田沼意次は本当に「ワイロ政治」をしていたのか? 江戸幕府にはびこる腐敗の構造とは

徳川幕府の老中・田沼意次(1719〜1788)というと、金権・賄賂の政治家というイメージが強いでしょう。意次は金権腐敗の政治家か否かという議論は昔から重ねられてきました。ここでは、意次の「素顔」について見ていきましょう。
仙台藩主・伊達重村の工作
仙台藩主・伊達重村は、明和2年(1765)段階では「少将」でした。それを「中将」に昇進させたいと思い、彼は運動を開始するのです。
では、願望実現のためにどのように動いたのかと言えば、幕府の要職にある人、当時の老中・松平武元(上野国館林藩主)と、御用取次の意次に的を絞り「工作」をするのでした。
まず、伊達重村の側近・古田良智を松平武元の用人・宮川古仲太と意次の用人・井上寛司に接近させるのです。

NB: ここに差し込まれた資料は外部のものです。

PR #2902, opened 2026-05-16
[MLIR] replace `with_block`, `with_module`, `with_context` for macro-version

mofeing:
i.e. avoid closures

### DIFF
--- a/src/Ops.jl
+++ b/src/Ops.jl
@@ -3390,7 +3390,7 @@ end
 
     sym_name = Reactant.TracedUtils.__lookup_unique_name_in_module(mod, sym_name)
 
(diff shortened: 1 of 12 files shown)


src/Ops.jl
```diff
@@ -3336,6 +3336,7 @@ We return a NamedTuple with the following fields:
     sym_name::String="mesh",
     location=mlir_stacktrace("mesh", @__FILE__, @__LINE__),
 )
+    @info "1"
```
wsmoses: Remove?

wsmoses (approved):
LGTM minus print

src/Ops.jl
mofeing: ups sorry, I was doing some print debug

PR #2913, opened 2026-05-20
Fix 5-arg mul! for SubArrays

### LINKED ISSUE #2912: 5-arg `mul!(C, A, B, α, β)` into a `SubArray` is missing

用人とは主君の用向きを家中に伝達し、庶務を司る職制のことです。幕府要人の側近とまずは懇意な関係を作ろうとしたのでした。
老中の関係者に接近したのは、古田だけではありませんでした。江戸時代のロシア研究書とも言うべき『赤蝦夷風説考』を著した仙台藩江戸詰の藩医・工藤平助も、老中・松平武元の取次・那波牧太に接触しています。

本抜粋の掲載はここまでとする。